Cautiously cracking my eyes open again, I took a long look at my hands, clearly visible despite the almost painfully bright light coming through the window by my side. The thought passed through my head, Why doesn't that make my hands feel wrong instead of simply feeling different?
They weren't human hands. A mild wiggle of my fingers confirmed they were my hands, but they looked nothing like my hands. Sure, the centers of the palm on both looked close to how they had; all the lines that palm readers use appearing to be in place, the color and texture looking right. But light tan fur surrounded both palms, running down my wrist and up my fingers as well. The pads of the last digits of my fingers and thumbs were devoid of fur, though they no longer held the prints they used to, being smooth flesh instead.
Turning my hands to look at their backs, I realized that both hands had small flecks of a darker color scattered unevenly through the fur that wrapped around them. It was closer to what I thought of as the light, dusty brown of prairie soil. On my right hand, these dark spots were rarer and non-existent in the large white patch that started halfway from the wrist and seemed to flow down my arm, ending just before my elbow.
Examining the back of my right pointer finger, I saw the small scars I've had as long as I can remember. No fur covered the line and thin triangle where I had always assumed a cat had told me to leave it alone when I was a curious, grabbing animals I should have left alone, toddler.
My eyes followed the white spot down, turning my right arm to get a better look at the notable scar I had gotten a year ago. The two inch line was visible because it too lacked fur. It was right where the sleeping cheetah cub had snagged me.
He had twitched when the needle poked in while I had been holding him for his first set of shots. We had gotten through his two sisters without incident, but he had always been a trouble maker.

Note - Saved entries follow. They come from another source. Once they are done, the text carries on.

PR #1959, opened 2022-07-27
Add using environment var for flow

mattdurham:
#### PR Description

Add environment var check for flow in cmd/agent and remove cmd/agentflow. Specifically not adding to changelog/doc since it's incredibly expermental.

#### PR Checklist

- [NA] CHANGELOG updated
- [NA] Documentation added
- [NA] Tests updated


cmd/agent/main.go
```diff
@@ -29,7 +29,8 @@ func init() {
 }
 
 func main() {
-	// If Windows is trying to run us as a service, go through that
+
+	// If Windows is trying to runFlow us as a service, go through that
```
rfratto, line 33: runFlow us? :)

rfratto: Should we leave a TODO to allow Flow to work as a Windows service?

mattdurham: Silly goland rename and me not double checking. Added a todo but likely not supported til flow graduates to full support.

rfratto (approved):
Looks fine, though I think it's worth spending time figuring out what the entrypoint for Flow should actually be:

* What are the HTTP endpoints it exposes? 
* Does it use a command lib like cobra? 

cmd/agentflow was just a temporary solution, and while it's fine to bring that directly into cmd/agent it still needs some love and attention before we release.

PR #1962, opened 2022-07-27
river/token/builder: print keys in sorted order for unordered objects

rfratto:
This change consistently prints object keys which come from unordered objects (i.e., a map[string]V). All other types of River objects have ordered keys, and can be printed in normal order.

### DIFF
--- a/pkg/river/internal/value/value.go
+++ b/pkg/river/internal/value/value.go
@@ -289,6 +289,25 @@ func makeValue(v reflect.Value) Value {
 	return Value{rv: v, ty: riverType}
 }
 
+// OrderedKeys reports if v represents an object with consistently ordered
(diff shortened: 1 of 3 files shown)


pkg/river/internal/value/value.go
```diff
@@ -289,6 +289,25 @@ func makeValue(v reflect.Value) Value {
...
+	switch {
+	case v.rv.Kind() == reflect.Map:
+		// Maps aren't ordered since you can't iterate over their keys in a
+		// consistent order.
+		return false
+
+	default:
+		// Everything else is ordered.
+		return true
+	}
```
rfratto, line 308: I think I'm tired :) Why isn't this a simple return?

tpaschalis (approved):

PR #1965, opened 2022-07-28
flow: Use time.Duration for metrics.scrape config block

tpaschalis:

#### PR Description
The upstream model.Duration type is an alias for time.Duration. 

By using that alias from the decoding level, the `/debug/config` endpoint will report these values as numbers.

```
		scrape_interval  = 60000000000
		scrape_timeout   = 10000000000
```

To make use of the fix on https://github.com/grafana/agent/commit/1fda90adc917c8d107e2e2a0207611adc43222b4 where we added support for time.Duration marshalling as a readable string in River, we have to defer this conversion to a later point in time.

With this change, the durations are reported as expected.
```
		scrape_interval  = "1m0s"
		scrape_timeout   = "10s"
```

No issue filed

#### PR Checklist

- [ ] CHANGELOG updated (N/A)
- [ ] Tests updated (N/A)

### DIFF
--- a/component/metrics/scrape/types.go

The zoo vet had wrapped me up real well, giving me good humored grief about not knowing which parts of a cheetah were dangerous. It had been long, but not deep, so I hadn't thought it would scar, but being close to the elbow, the movement had evidently made sure I got a puffy white line of scar tissue when it had healed.
While checking for that scar, I had realized that there was a lot more lower face - also furry - sticking out further than my nose used to. My hand was steady as I reached up to adjust the rear view mirror to get a better look at myself. Yay for no longer shaking though I felt I should have been.
Taking a long look, moving my head to get better views of my whole head, I unconsciously reached for my glasses.
I managed to locate them without taking my eyes from the blurry view in he mirror and also without cutting myself on any of the glass there.
The magnetic shade attachment was still on them, which helped relax my eyes as I held them on my new snout... muzzle... I wasn't sure what the correct term was for me now. 'Nose' no longer seemed appropriate in any case.
I realized that I was going to need to figure out some way to keep my glasses in place now that my ears had changed structure and placement on my head.
Somehow, I had not only managed to change into something no longer human - gaining an increased sensitivity to light - I was just as nearsighted as a humanoid rat as I had been before.